Le Mouvement d’éducation et de défense des actionnaires ( MÉDAC, anciennement l’APEIQ) est heureux d’informer ses membres que le recours collectif entrepris contre Nortel a été autorisé par la Cour supérieure en vue de l’approbation d’un règlement.
 
En effet, une entente de principe est intervenue entre Nortel et le MÉDAC quant au règlement éventuel de ce recours collectif.  Dans ce contexte, le 27 juin 2006, la Cour supérieure du Québec rendait certaines ordonnances préliminaires notamment afin d’autoriser l’exercice du recours collectif à des fins de règlement uniquement et d’approuver les premiers avis aux membres.
 
Le recours du MÉDAC vise toutes les personnes qui ont acheté des actions ordinaires de Nortel ou des options d’achat d’action ordinaire de Nortel ou les personnes qui ont vendu des options de vente d’actions ordinaires de Nortel au cours de la période allant du 24 octobre 2000 au 15 février 2001.
 
Le règlement global de tous les recours collectifs canadiens et américains prévoit des indemnités d’approximativement 900 millions $ (Cdn) et l’émission de 628 667 750 actions de Nortel.   

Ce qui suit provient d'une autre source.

PR #3755, opened 2026-02-25
Convert media view model classes to interfaces

robintown:
Timo and I agreed previously that we should ditch the class pattern for view models and instead have them be interfaces which are simply created by functions. They're more straightforward to write, mock, and instantiate this way.

The code for media view models and media items is pretty much the last remaining instance of the class pattern. Since I was about to introduce a new media view model for ringing, I wanted to get this refactor out of the way first rather than add to the technical debt.

This refactor also makes things a little easier for https://github.com/element-hq/element-call/pull/3747 by extracting volume controls into their own module.

For https://github.com/element-hq/voip-internal/issues/455


src/state/media/MediaItem.ts
```diff
@@ -0,0 +1,196 @@
...
+export type WrappedUserMediaViewModel = UserMediaViewModel & {
+  /**
+   * All screen share media associated with this user media.
+   */
+  screenShares$: Behavior<ScreenShareViewModel[]>;
+  /**
+   * Which sorting bin the media item should be placed in.
+   */
+  bin$: Behavior<SortingBin>;
+};
```
robintown, line 83: This is the interface that replaces the previous `UserMedia` class. Hopefully its name now makes it a bit clearer where it sits in the hierarchy.

src/state/ScreenShare.ts
```diff
@@ -1,53 +0,0 @@
...
-import { ScreenShareViewModel } from "./MediaViewModel.ts";
-import type { EncryptionSystem } from "../e2ee/sharedKeyManagement.ts";
-import { constant, type Behavior } from "./Behavior.ts";
-
-/**
- * A screen share media item to be presented in a tile. This is a thin wrapper
- * around ScreenShareViewModel which essentially just establishes an
- * ObservableScope for behaviors that the view model depends on.
- */
-export class ScreenShare {
```
robintown, line 24: This class was doing basically nothing, so I've deleted it. The call view model now holds references to `ScreenShareViewModel` directly instead.

BillCarsonFr:
@robintown While we are at it, could it be possible to extract some new files as per [coding style](https://github.com/matrix-org/matrix-js-sdk/blob/develop/code_style.md) rule 30

> There should be approximately one interface, class, or enum per file unless the file is named "types.ts", "global.d.ts", or ends with "-types.ts".
> The file name should match the interface, class, or enum name.

For example split `MediaViewModel.ts`

robintown:
Sure, I can split MediaViewModel.ts.

src/state/media/MemberMediaViewModel.ts
```diff
@@ -0,0 +1,280 @@
...
+
+import { type Behavior } from "../Behavior";
+import { type BaseMediaViewModel, createBaseMedia } from "./MediaViewModel";
+import { type EncryptionSystem } from "../../e2ee/sharedKeyManagement";
+import { type ObservableScope } from "../ObservableScope";
+import { observeTrackReference$ } from "../observeTrackReference";
+import { E2eeType } from "../../e2ee/e2eeType";
+import { observeRtpStreamStats$ } from "./observeRtpStreamStats";
+
+export enum EncryptionStatus {
```
BillCarsonFr, line 43: we should create a task to cleanup that. Given it is not used? and might not even work

src/state/media/MemberMediaViewModel.ts
```diff
@@ -0,0 +1,280 @@
...
+              startWith(EncryptionStatus.Connecting),
+            );
+          }
+        }),
+      ),
+    ),
+  };
+}
+
+function observeInboundRtpStreamStats$(
```
BillCarsonFr: I think this can be moved to observeRtpStreamStats?. 
I could do it after in this [PR](https://github.com/element-hq/element-call/pull/3756), because it is now used for another purpose (find the video orientation)

BillCarsonFr (approved):
Thx, good improvement 👍

src/state/media/MemberMediaViewModel.ts
robintown: Added a TODO comment and opened https://github.com/element-hq/element-call/issues/3760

Pour informations supplémentaires : 
 
www.recourscollectif.info 
www.nortelsecuritieslitigation.com 
 
Veuillez noter qu’un autre recours collectif entrepris contre Nortel a également fait l’objet d’une entente de principe.  Vous pourrez obtenir plus d’informations sur ce règlement éventuel en consultant le site web www.nortelsecuritieslitigation.com.
 
Renseignements : Nortel Securities Litigation

                                Numéro sans frais: 1 866 881-7495   

 

Histoire du MÉDAC

Le Mouvement d’éducation et de défense des actionnaires (le MÉDAC, anciennement l’APÉIQ) a été fondé le 7 décembre 1995 par Yves Michaud dans le souci d’offrir aux petits actionnaires tout à la fois une possibilité de se faire entendre et un espace d’échange, d’information et de défense de leur cause. Le MÉDAC apparut à un moment où le monde de la finance était marqué par de frénétiques et insatiables appétits. Des dérives boursières ont durement affecté des milliers de petits actionnaires qui sont restés impuissants et isolés. Dans ce contexte, le MÉDAC a vite assumé une fonction d’alerte, de prévention et d’information en direction de ses membres et plus largement encore du grand public aussi désorienté qu’indigné par la cascade de scandales qui ont éclaté.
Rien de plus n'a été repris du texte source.